The 4×4 system is selectable by a rotary switch on the center console next to the handbrake, with three modes – two wheel drive, four-wheel drive high and four-wheel drive low. Everything else has to be added aftermarket. Mahindra has actually cut a lot of corners on this low cost variant. Things like an AC filter which cost just Rs. 500 are missing. Pre-wiring for the antenna is also missing. Also read: Mahindra sibling rivalry: Brawny Scorpio vs brainy XUV500
Performance and handling
The Scorpio LX 4WD is powered by Mahindra’s 2.2 litre common-rail diesel engine that puts out 120 bhp of power and 297 Nm of torque. It comes with a five-speed manual transmission. The gearshifts are rather long, but precise. The clutch is hydraulically powered, but still is quite hard compared to most sedans and hatchbacks.
The braking system is the traditional discs in front, drums at the rear set up, with booster-assist and load-sensing braking distribution. Only the higher variants get more safety features such as ABS and airbags.
The suspension setup in the 4WD LX is different from the two-wheel drive version. The front gets independent torsion bars instead of coil spring struts. The rear set-up is common to all Scorpios (except Getaway), which is a multi-link coil setup.
The engine is very refined and quiet. Turbo-lag is minimal, and it perks up quite well from low speeds. However, peak power only comes in once you get the engine speed over 1700 rpm. At these speeds there’s a faint turbo-whistle that’s audible.
While straight-line pick up and stability is not an issue in the Scorpio, taking a turn at speed can be a hair-raising experience. Body roll is very prominent. The suspension is soft at the rear and stiffer in the front, so there’s not much dive on braking.
However, at speeds above 110 kmph, the Scorpio begins to get a “floating” effect, where the soft suspension can actually fool rear seat passengers into thinking they are on a cruise-liner. Don’t be surprised if some of your passengers get sea-sick.
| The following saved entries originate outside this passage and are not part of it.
PR #306, opened 2023-12-24
ResourceHelper: Add MIP importing

Beyley:
This adds full importing of LBP PSP MIP files.

The LBP PSP asset decryption key must be placed in the `keys` folder next to the executable (create it if missing), with the name `psp`. If the key is missing, Refresh isnt even able to detect whether or not a file is a MIP file.

This also brings in a new dependency for LZO decompression, since MIP files are sometimes compressed.

@jvyden https://github.com/LittleBigRefresh/Refresh/commit/9a91cb7b1087c4f19b8462641064cb9a6926054b this commit im unsure about, should it be the client's or the API's responsibility to append the `psp/` for PSP assets?


jvyden:
Regarding 9a91cb7b1087c4f19b8462641064cb9a6926054b, probably the API's responsibility. It should be as easy as possible to write a client.

Refresh.GameServer/Importing/Mip/MipMetadata.cs
```diff
@@ -0,0 +1,6 @@
+namespace Refresh.GameServer.Importing.Mip;
+
+public class MipMetadata
+{
+    
+}
```
jvyden, line 6: ?

Refresh.GameServer/Refresh.GameServer.csproj
```diff
@@ -19,6 +20,11 @@
     
     <PropertyGroup Condition=" '$(Configuration)' == 'Release' ">
         <PublishSingleFile>true</PublishSingleFile>
+        <AllowUnsafeBlocks>true</AllowUnsafeBlocks>
+    </PropertyGroup>
+    
+    <PropertyGroup Condition=" '$(Configuration)' == 'Debug' ">
+      <AllowUnsafeBlocks>true</AllowUnsafeBlocks>
```
jvyden, line 27: All this should be at the leading `PropertyGroup` at the top of the file.

Refresh.GameServer/Refresh.GameServer.csproj
```diff
@@ -65,6 +71,7 @@
       <PackageReference Include="BCrypt.Net-Next" Version="4.0.3" />
       <PackageReference Include="CommandLineParser" Version="2.9.1" />
       <PackageReference Include="Discord.Net.Webhook" Version="3.13.0" />
+      <PackageReference Include="IronCompress" Version="1.5.1" />
```
jvyden, line 74: This library mentions a lack of support for Linux arm32 for LZO, which I believe is one of our targets? Kinda? I'm unsure if this is actually used in production anywhere but it was pushed for by @Slendy when adding Docker support so it's something to consider

Refresh.GameServer/Resources/ResourceHelper.cs
```diff
@@ -8,5 +14,124 @@ public static Stream StreamFromResource(string name)
...
+        //Decompress the data
+        using IronCompressResult decompressed = Iron.Value!.Decompress(Codec.LZO, buf, (int)len);
+
+        Xor(data, key);
+
+        //Return a copy of the decompressed data
+        return decompressed.AsSpan().ToArray();
+    }
+    
+    public static byte[] XorAlloc(ReadOnlySpan<byte> data, ReadOnlySpan<byte> key)
```
jvyden, line 116: Is this function used anywhere?

Refresh.GameServer/Resources/ResourceHelper.cs
```diff
@@ -8,5 +14,124 @@ public static Stream StreamFromResource(string name)
...
+        }
+    }
+
+    private static void XorScalar(Span<byte> data, ReadOnlySpan<byte> key)
+    {
+        //Iterate over all bytes
+        for (int i = 0; i < data.Length; i++) 
+            //Iterate over all data, and XOR it with the key
+            data[i] ^= key[i];
+    }
```
jvyden, line 68: Unsure how it affects performance here but this could probably be inlined

jvyden (changes requested):
How are we ripping the XOR key from the game? We should definitely document that step on the wiki.

Additionally, what's the plan for production? Are we planning to just run a re-import of assets? I'm not sure the importer is ready for that - IIRC it only looks at files not present in the database.

Refresh.GameServer/Resources/ResourceHelper.cs
Beyley: In the case of the scalar algorithm its going to be neglidgible if not unnocticable performance wise compared to the hot loop, this function isnt called often enough for inlining to make a meaningful performance improvement.

Refresh.GameServer/Resources/ResourceHelper.cs
Beyley: Not atm, its a leftover, its unneeded now, i'll remove it

Refresh.GameServer/Importing/Mip/MipMetadata.cs
Beyley: This is an ImageSharp thing, it wants a metadata class, but since we have nothing to fill it out with, its left empty, you can see the reference [here](https://github.com/LittleBigRefresh/Refresh/pull/306/files#diff-8e2e55d3c11ef30dcab4a28cc7ed1bfa8ee1d5374e7e96e0e2ef3bcf729472d3)

Refresh.GameServer/Refresh.GameServer.csproj
Beyley: rider moment, will fix

Refresh.GameServer/Refresh.GameServer.csproj
Beyley: This is a valid concern, we should open an issue upstream about arm32 linux (and open a tracking issue in Refresh aswell), but given this is a non-essential feature which is disabled by default, i dont feel trying to find an ARM32 solution should be blocking for merging. If required, the server owner could install the required native library themselves too (in this case being [`minilzo`](https://github.com/yuhaoth/minilzo/tree/b088e80336ef11c5a29ec949a950d4f0fec9ec05))

Beyley:
> How are we ripping the XOR key from the game? We should definitely document that step on the wiki.

I'll have to write a guide for that, i dont have one on-hand.

> Additionally, what's the plan for production? Are we planning to just run a re-import of assets? I'm not sure the importer is ready for that - IIRC it only looks at files not present in the database.

From my testing, a `-i` then a `-I` is sufficient to trigger the conversion to take place.

Beyley:
Marking as draft, since complete rewrite of decryption is needing to be done, see [this conversation](https://discord.com/channels/1049223665243389953/1049225857350254632/1189776523339771974)

Beyley:
Going to mark as ready for review, since the Refresh side code is now done. We still need to write the tool for extracting the key (should probably go into docs repo so its on the docs wiki?), but i think that should be done separately. For now, if you want to extract the key, manually follow the instructions [here](https://discord.com/channels/1049223665243389953/1049225857350254632/1189776523339771974) using a LBP PSP US 2.0.5 copy of the game's EBOOT

jvyden (approved):

Refresh.GameServer/Refresh.GameServer.csproj
jvyden: Actually, I think arm32 isn't worth chasing - if it becomes a problem then we'll handle it. As it stands, everyone ever is dropping 32-bit support apart from Raspbian who still prominently features arm32 over arm64. But I think that's about the only case.

PR #317, opened 2024-01-02
GameUser: Split Vita icon hash from PS3 icon hash

Beyley:


Refresh.GameServer/Database/GameDatabaseProvider.cs
```diff
@@ -168,6 +168,9 @@ protected override void Migrate(Migration migration, ulong oldVersion)
 
             // Version was bumped here to delete invalid favourite level relations
             if (oldVersion < 101) migration.NewRealm.RemoveRange(newUser.FavouriteLevelRelations.Where(r => r.Level == null));
+
+            // In version 102 we split the Vita icon hash from the PS3 icon hash
+            if (oldVersion < 102) newUser.VitaIconHash = oldUser.IconHash;
```
jvyden, line 173: Since these systems are incompatible we should reset to `0` here; it's not too big of a deal if we just ask people to reset their avatars on Vita.

Refresh.GameServer/Database/GameDatabaseContext.Users.cs
```diff
@@ -100,12 +100,38 @@ public void UpdateUserData(GameUser user, SerializedUpdateData data, TokenGame g
...
+                        //If the icon is a remote asset, then it will work on Vita as well, so set the Vita hash 
+                        if (!data.IconHash.StartsWith('g'))
+                        {
+                            user.VitaIconHash = data.IconHash;
+                        }
+#endif
+                        user.IconHash = data.IconHash;
+                        break;
+                    case TokenGame.LittleBigPlanetVita:
+#if false //Enable this code once https://github.com/LittleBigRefresh/Refresh/issues/309 is resolved
```
jvyden, line 119:
```suggestion
#if false // TODO: Enable this code once https://github.com/LittleBigRefresh/Refresh/issues/309 is resolved
                        //If the icon is a remote asset, then it will work on Vita as well, so set the Vita hash 
                        if (!data.IconHash.StartsWith('g'))
                        {
                            user.VitaIconHash = data.IconHash;
                        }
#endif
                        user.IconHash = data.IconHash;
                        break;
                    case TokenGame.LittleBigPlanetVita:
#if false // TODO: Enable this code once https://github.com/LittleBigRefresh/Refresh/issues/309 is resolved
```

jvyden (changes requested):

PR #327, opened 2024-01-03
Refactor RefreshGameServer to support multiple server types

jvyden:
# Why
I am currently starting the beginnings of the Room Server discussed in #282. While creating the new project I noticed I was rewriting a lot of code regarding management and bootstrapping, so I decided to do a bit of refactoring.

# How
I created a new project named `Refresh.Common` which contains a new `RefreshServer` class. The normal `RefreshGameServer` extends from this.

The best bit about the LX 4×4 is its go-anywhere ability. The electronic shift 4×4 system also has a low-ratio gearbox which can tackle extreme terrain at crawling speeds. If you want to go dune bashing in the desert, the Scorpio can do it. If you want to scale snow-covered roads in the mountain, this Scorpio can do it. Slushy jungle track? Easily dismissed by the Scorpio. It has 180 mm of ground clearance at its lowest point (the differential), while the rest of the body is at 200 mm.
While it may not be as rugged as a Thar, it is about as rugged as it can get, and is loaded with more creature comforts.
One of the strong points about the MHawk engine is the fuel economy it delivers. In city traffic, with the airconditioning running in peak Delhi summer, the Scorpio gives 12.8 kmpl. Out on the highway, the mileage hit 14.1 kmpl, which is quite commendable for a 2 ton vehicle.
What we think
Overall, the Scorpio is an ideal, cost-effective, expedition vehicle that can traverse any kind of terrain in relative comfort. The mechanicals have been tried, tested and refined over the years and it is now a pretty reliable vehicle for long distances, as long as you have rear-seat passengers who don’t get sea sick. The new LX 4×4 variant will suit those looking for a reliable four-wheel drive vehicle, with just the basic creature comforts.